Problem requirements →
Reproduce, character for character, the entries from their opening line through the line with "## The problem".

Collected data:

PR #1844, opened 2026-08-18
A sync licence with terms and a term, exchangeable for a short-lived scoped token

### LINKED ISSUE #1835: Sync licence: the registry must authorize an INSTANCE to replicate a package, and hand it a short-lived token — per-repo PATs (MW_PLUGINS_REPO_TOKEN) do not scale
## The problem

Consumers that need a plugin's content today get a **per-repo GitHub PAT**. `Systemorph/MeshWeaver.Education` holds one as the repo secret **`MW_PLUGINS_REPO_TOKEN`** (created 2026-07-13, never rotated), used at four `actions/checkout` sites against `Systemorph/MeshWeaver.Plugins` on `origin/main`:

| line | job | scope |
|---|---|---|
| 390 | `e2e-install` | full repo |
| 584 | `e2e-mesh` | full repo |
| 667 | `e2e-journeys` | full repo |
| 805 | `publish-bake` | sparse: `Edu Store Publish Video` |

(Not to be confused with **`MW_PLUGINS_REPO`**, the env var holding the *filesystem path* to that checkout — one letter apart, and a stale value of the latter has already invented a false root cause in an education e2e investigation.)

`MeshWeaver.Manufacturing` now needs `Publish`'s `Deck`/`Slide` types for its `Demo/Tour` node, and the request that arrived was "issue another PAT, same as Education". **That does not scale**: one personal credential per (consumer × source repo), each a standing whole-repo grant, none revocable centrally, none expressing which *package* is needed. Five plugin repos and growing.

**The registry exists precisely so this is unnecessary.** `Doc/Architecture/PluginRegistry`: "Onboarding a new installation is *point `PluginCatalog:RegistryUrl` at the registry*, not *provision it a GitHub App*." A consumer holding its own GitHub PAT is that principle inverted.

## What already works (do not rebuild)

1. **Consumer → registry authentication.** `mwi_` instance key: 32 random bytes, SHA-256-hashed at rest, routed through `MeshWeaverInstanceIndex`, resolved by `InstanceRegistryAuthenticator`. `Bearer`, plus `Basic` because a NuGet client cannot send `Bearer`. Kill switch via `MeshWeaverInstance.IsDisabled`.
2. **The registry brokering GitHub.** The `meshweaver-cloud` GitHub App (org-wide, `contents:write`) is the one credential; `/api/plugins` and `/api/plugins/files` re-serve, and the credential never leaves. Verified on `72cd0a53d`: both routes call `caller.Allows(source.Name, package.Id)`, and `/files` answers **404, not 403**, for an ungranted package so it cannot be used as an existence oracle.
3. **A credential-exchange endpoint, already in this shape.** `mwr_` bootstrap key → `POST /api/instances/register` → the instance's own `mwi_` returned **once**. `RegistrationKey` already carries `ExpiresAt`, revocation and use-counting.

Two things are missing.

## Gap 1 — there is no SYNC LICENCE, and it must not be borrowed from the user entitlement

The consumer here is **another MeshWeaver instance**, and what it needs permission for is **sync** — replicating a package from the registry into itself. That is its own kind of licence, and the codebase has no representation of it. Three separate concepts, currently two-plus-a-hole:

| | subject | right | today |
|---|---|---|---|
| `Package.License` | nobody — it is a *label* | what the copyright holder permits (SPDX id, `Apache-2.0`) | ✅ exists, correctly nullable ("unspecified" stays unspecified) |
| Store entitlement (`_Entitlements/{viewer}`, `PackageEntitlement.Authorize`) | a **user** | install & use in their own portal / home | ✅ exists |
| **sync licence** | a **`MeshWeaverInstance`** | pull/replicate the package from the registry | ❌ **missing** |

`PluginGrant` is currently standing in for the third row, and it is not a licence — it is a hand-written ACL at `Admin/_PluginGrant/{instanceId}` with entries and nothing else: no issuer, no term, no expiry, no commercial basis, no renewal. Today's entire live table is three nodes (`memex`, `memex-cloud`, `atioz`), each hand-edited `Plugins/*`. Every new consumer means an admin editing a node by hand — the part that cannot be done for all plugins.

🚨 **Deriving the sync right from the user-purchase entitlement would be wrong, not merely imprecise.** They differ on every axis:

- A user's purchase entitles **that user, on their portal**. It says nothing about an arbitrary instance being allowed to pull the source and hold a copy.
- A sync licence is needed for **free** packages too — `Plugins/*` to a partner's mesh, where no purchase exists at all — so purchase-derivation cannot be the mechanism.
- The commercial terms are different in kind: a per-instance replication/redistribution right versus a per-seat use right. They will be priced, termed and renewed differently.

**Ask:** introduce the sync licence as a first-class type whose subject is a `MeshWeaverInstance` and whose right is sync, with an issuer, a term and revocation. The registry authorizes against **that**. `PluginGrant` either becomes its projection or remains only as an explicit partner/override escape hatch. Preserve the current posture: fail closed, 404-not-403, and `DefaultGrants` never seeding private or paid sources.

## Gap 2 — no short-lived, scoped token

`mwi_` is a **durable static bearer**. `MeshWeaverInstance` has `KeyIssuedAt` but no expiry, no refresh, no exchange; re-issuing is a manual Settings action. A consumer that needs registry access holds a long-lived secret forever.

**Ask:** add the OAuth-style leg — exchange the durable credential for a **short-lived access token scoped to the packages the instance's sync licence actually covers**, presented per request. This is a further key type on an established pattern, not new machinery: `RegistrationKey` already has expiry + revocation + use-counting, and `InstanceKeys` already documents why the prefixes are kept disjoint (`mwi_` vs `mwr_` vs personal `mw_`) so no validator can accept another's key by accident.

## Why this dissolves the original request

**CI is already another MeshWeaver instance** — that is the part that makes this fit rather than being a special case. Education's `e2e-install` / `e2e-mesh` / `e2e-journeys` jobs literally boot a disposable mesh (`e2e/mesh/up.sh`), and the `mw-plugin-test` gate imports node repos into a fresh SQLite-backed mesh. Those meshes are consumers in exactly the sense meant here. They just get their content from a PAT-checked-out directory handed to them as `MW_PLUGINS_REPO` instead of by holding a sync licence and pulling.

With both gaps closed, such an instance registers (ephemerally), holds a sync licence for what it is entitled to replicate, exchanges its credential for a short-lived scoped token, and pulls `Plugins/Publish` via `POST /api/plugins/files` — which returns `{files:[{relativePath, content}]}`, exactly the node-repo tree the gate stages into its `/repo` mount. A one-for-one replacement for `actions/checkout`. No PAT, no GitHub access, nothing to rotate by hand.

Then `MW_PLUGINS_REPO_TOKEN` is deleted from `MeshWeaver.Education` and its four sites migrate. **All four** — `publish-bake` is easy to miss and behaves differently: it stages the four Plugins-owned modules so the courses' `requires` resolve, then deletes `Edu/Store/Publish/Video.zip` from the bake output so the same packages are not seeded from two sources.

## Notes

- Core **#1772** (bundle route authenticated but never authorized) closed 2026-08-17. That was `PluginBundleEndpoints`, a different route from the two above — but confirm the fix is in the image memex actually runs before relying on per-package scoping anywhere.
- `MeshWeaver.Manufacturing` currently holds only `ACR_USERNAME` / `ACR_PASSWORD`, so it has no such token today and nothing regresses by not issuing one.
- Requested by Roland: consumers should not hold repo credentials — memex.meshweaver.cloud checks the licence and operates the GitHub connection on their behalf; the licence permitting *sync* is its own kind, and the consumer is another MeshWeaver instance.

rbuergi:
Closes #1835.

## Why

A `PluginGrant` could say WHICH packages a registered instance may replicate — and nothing else. No term, no terms, no record of what the right was granted *for*. Two writers only: the `DefaultGrants` registration seed, and an admin typing into the Instance-grants tab.

Workable for three instances; not for a catalogue. The pressure surfaced the usual way — a consumer that needed **one package** asked for a standing GitHub credential to a **whole repository**, because there was no smaller thing to ask for.

## What changed

**The grant IS the licence.** Entries carry `ExpiresAt`, `IssuedUnderLicense`, `IssuedVia`, `IssuedAt`; the grant carries `IsRevoked`. The term sits on the *entry* because one instance routinely holds a perpetual licence for the platform repo alongside a termed one for a paid package.

Null `ExpiresAt` is perpetual — every grant written before this behaves identically, and the existing `PluginGrantTest` suite is untouched and green. `Matches()` deliberately ignores the term, so *expired* is distinguishable from *never licensed*; the two need different remedies.

`SyncLicenseService` is the one writer — idempotent issue, revoke, revoke-all, reinstate. It *records* an authorization rather than making one (the decision belongs to the caller, as `PackageEntitlement` does), but refuses an issuance with no issuing principal.

**Acceptance is enforced.** `LicenseContent.RequiresAcceptance` and `LicenseAcceptance` shipped as node types with a body hash and **no callers at all**. `LicenseAcceptanceGate` now enforces them on both install paths, beside the entitlement check, so unattended installs are gated identically to a click. The body hash is *checked*: consent given against earlier terms does not satisfy revised ones. Normalization folds line endings and trailing whitespace and nothing else.

Permissive licences gate nothing — Apache-2.0 and MIT install exactly as before.

**`POST /api/instances/token`** exchanges the durable `mwi_` key for a short-lived, scoped `mwa_` token:

- carries identity and scope but **never authority** — the live grant is re-read every request, so a revocation lands at once rather than when the token expires;
- **can only narrow** — a token minted beyond its licence grants nothing extra;
- **cannot mint its successor** — only the durable key may exchange, or a minutes-long credential becomes perpetual by renewal.

Signed rather than stored (no per-issue write amplification, no expiry sweep) — only safe *because* authority is re-checked on use. It carries the hash of the key it came from, so it routes through the same index the raw key uses and a re-issued instance key invalidates outstanding tokens for free. Unset `PluginCatalog:TokenSigningKey` → 503 naming the config, never a weaker fallback.

## Compatibility

Additive. Existing grants, the durable-key path, and permissive-licence installs are unchanged; `PluginGrantTest` and the instance-registration suites pass untouched.

## Tests — 51 new

`SyncLicenseTermTest` (term/revocation rules) · `SyncAccessTokenTest` (cryptography, forgery, clamping, prefix disjointness) · `LicenseAcceptanceGateTest` (body-hash normalization) · `SyncTokenAuthenticationTest` (end-to-end against a real mesh: a token resolves, narrows, can never widen, and loses to a revoked or expired licence).

Both new invariants were verified **non-vacuous** by neutering them and watching the suite go red — 6/12 on the term check, and the narrowing test on the token scope.

Local: `-c Release -p:CIRun=true -warnaserror` clean on Mesh.Contract, PluginCatalog, Documentation and Memex.Portal.Shared. PluginCatalog.Test 461/461, Auth.Test instance+token 18/18, Documentation.Test 34/34.

## Follow-ups (deliberately not here)

- A consumer-side client for the exchange (CI can `curl` it today).
- Deriving licences from Store orders/coupons — the writer now exists for those callers to use.
- Retiring `MW_PLUGINS_REPO_TOKEN` in `MeshWeaver.Education`, whose **four** checkout sites (`e2e-install`, `e2e-mesh`, `e2e-journeys`, `publish-bake`) are what motivated this.

### DIFF
--- a/memex/Memex.Portal.Shared/Api/InstanceTokenEndpoints.cs
+++ b/memex/Memex.Portal.Shared/Api/InstanceTokenEndpoints.cs
@@ -137,7 +137,7 @@ public static class InstanceTokenEndpoints
     /// that has already ended — the grant would refuse it on use anyway, and handing out a token
     /// that cannot work is a worse answer than saying so.</para>
     /// </summary>
-    private static IReadOnlyCollection<string> EffectiveScope(
+    internal static IReadOnlyCollection<string> EffectiveScope(
         AuthenticatedInstance caller, IReadOnlyCollection<string>? requested, DateTimeOffset now)
     {
         if (caller.Grant.IsRevoked)
@@ -150,16 +150,38 @@ public static class InstanceTokenEndpoints
         if (requested is not { Count: > 0 })
             return [.. licensed.Select(e => e.ToString()).Distinct(StringComparer.Ordinal)];
 
-        // Keep only requests the licence actually covers. Dropping rather than refusing: a token can
-        // only narrow, so an over-broad request is a stale caller, not an attack.
-        return
-        [
-            .. requested
-                .Select(PluginGrantEntry.TryParse)
-                .Where(e => e is not null)
-                .Where(e => licensed.Any(l => l.Matches(e!.Source, e.PackageId)))
-                .Select(e => e!.ToString())
-                .Distinct(StringComparer.Ordinal)
-        ];
+        // Keep only what the licence actually covers, INTERSECTING rather than filtering. Dropping
+        // what is not covered rather than refusing it: a token can only narrow, so an over-broad
+        // request is a stale caller, not an attack.
+        //
+        // 🚨 A whole-source request must EXPAND to the licensed packages in that source, not be
+        // matched against them. `Plugins/*` is the natural way to say "everything I am licensed for
+        // here", and a naive `licensed.Any(l => l.Matches(source, "*"))` answers false for an
+        // instance licensed per-package — so the effective scope came out EMPTY and the exchange
+        // returned 403 to a caller asking a perfectly reasonable question (Copilot, #1844).
+        var effective = new List<string>();
+        foreach (var entry in requested.Select(PluginGrantEntry.TryParse).Where(e => e is not null))
+        {
+            if (entry!.PackageId == PluginGrantEntry.AllPackages)
+            {
+                // Everything licensed in that source — which may itself be a whole-source licence
+                // (kept as `Source/*`) or a set of per-package ones (kept individually).
+                effective.AddRange(licensed
+                    .Where(l => string.Equals(l.Source, entry.Source, StringComparison.OrdinalIgnoreCase))
+                    .Select(l => l.ToString()));
+                continue;
+            }
+
+            // Emit the LICENCE's source casing, not the request's — the response describes what was
+            // granted rather than echoing what was typed, and the two must not disagree with the
+            // wildcard branch above. The PACKAGE stays the requested one: taking the licence's would
+            // turn an exact request under a whole-source licence back into `Source/*`, widening the
+            // very scope the caller asked to narrow.
+            var match = licensed.FirstOrDefault(l => l.Matches(entry.Source, entry.PackageId));
+            if (match is not null)
+                effective.Add($"{match.Source}/{entry.PackageId}");
+        }
+
+        return [.. effective.Distinct(StringComparer.Ordinal)];
     }
 }
--- a/memex/Memex.Portal.Shared/Api/InstanceTokenEndpoints.cs
+++ b/memex/Memex.Portal.Shared/Api/InstanceTokenEndpoints.cs
@@ -1,0 +1,170 @@
+using System.Reactive.Linq;
+using System.Reactive.Threading.Tasks;
+using System.Text;
+using MeshWeaver.Mesh.Security;
+using MeshWeaver.Messaging;
+using MeshWeaver.PluginCatalog;
+using Microsoft.AspNetCore.Builder;
+using Microsoft.AspNetCore.Http;
+using Microsoft.AspNetCore.Routing;
+using Microsoft.Extensions.DependencyInjection;
+using Microsoft.Extensions.Logging;
+
+namespace Memex.Portal.Shared.Api;
+
+/// <summary>
+/// <c>POST /api/instances/token</c> — a registered instance exchanges its durable <c>mwi_</c> key
+/// for a short-lived, scoped <c>mwa_</c> access token.
+///
+/// <para><b>Why it exists.</b> Without it a consumer must present its long-lived credential on every
+/// call, which is the property that makes a standing per-repo PAT unacceptable. With it, a build
+/// agent mints a minutes-long token narrowed to the one package it needs, and holds nothing durable
+/// beyond the run.</para>
+///
+/// <para>🚨 <b>A token cannot be exchanged for another token.</b> The endpoint accepts ONLY the
+/// durable instance key: allowing a token to mint its successor would turn a minutes-long credential
+/// into a perpetual one by renewal, defeating the entire point of the expiry. The check is on the
+/// credential's SHAPE (<c>mwi_</c> vs <c>mwa_</c>, disjoint by construction), not on a claim the
+/// presenter could edit.</para>
+///
+/// <para>The token narrows; it never widens. The effective scope is what the caller asked for
+/// intersected with what its sync licence already allows, and the live grant is re-read on every
+/// subsequent request — so revoking a licence takes effect at once rather than when the token
+/// expires.</para>
+/// </summary>
+public static class InstanceTokenEndpoints
+{
+    /// <summary>Maps the token-exchange endpoint. Call alongside <c>MapPluginRegistry</c>.</summary>
+    /// <param name="endpoints">The route builder.</param>
+    /// <returns>The same builder, for chaining.</returns>
+    public static IEndpointRouteBuilder MapInstanceTokenExchange(this IEndpointRouteBuilder endpoints)
+    {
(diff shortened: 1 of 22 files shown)


rbuergi:
Thanks — two of the three were real and are fixed in 5c9bc88; the third I'm keeping, with the reasoning below.

**1. Whole-source scope — fixed, and it was worse than "restrictive".** `EffectiveScope` matched `Plugins/*` against the licence instead of expanding it, so for an instance licensed per-package the effective scope came out **empty** and the endpoint answered **403** to the natural way of asking "everything I hold in this source". A whole-source request now expands to the licensed entries in that source.

Fixing it surfaced a second inconsistency the new test caught: the wildcard branch emitted the *licence's* source casing while the exact branch echoed the *request's*, so `plugins/Publish` and `PLUGINS/*` disagreed about what they'd been granted. The response now always reports the licence's casing — it describes what was granted, not what was typed — while keeping the **requested** package, since taking the licence's would turn an exact request under a whole-source licence back into `Source/*` and widen the very scope the caller asked to narrow.

**2. Basic-auth parse — fixed.** You're right, and `InstanceKeys.ExtractKey` had already solved it properly; I simply hadn't copied it. Now identical: a length cap plus `TryFromBase64String` into a stack buffer, with UTF-8 replacement fallback, so the reject path neither throws nor allocates unboundedly.

**3. The 1-minute authenticator cache — keeping, deliberately.** Correct observation, and the bound is smaller than it looks: the exposure is `InstanceRegistryAuthenticator.CacheDuration` (**1 minute**), *not* the token's lifetime. The token carries identity and scope but **never authority** — the live `PluginGrant` is re-read on every subsequent request — so a revoked licence stops working within the cache window rather than when the token expires. Bypassing the cache on the mint path would shave under a minute off that while adding a second read path to the one place that must fail closed. Happy to revisit if you think the mint path specifically warrants a fresh read.

Tests added: `SyncTokenScopeTest` (13) pins the whole intersection — expansion, source boundary, whole-source licences, expired entries, revocation, malformed entries, duplicates, casing — plus 5 asserting oversized/malformed/non-UTF-8 Basic payloads return null rather than throwing.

Solution for this task →
PR #1844, opened 2026-08-18
A sync licence with terms and a term, exchangeable for a short-lived scoped token

### LINKED ISSUE #1835: Sync licence: the registry must authorize an INSTANCE to replicate a package, and hand it a short-lived token — per-repo PATs (MW_PLUGINS_REPO_TOKEN) do not scale
## The problem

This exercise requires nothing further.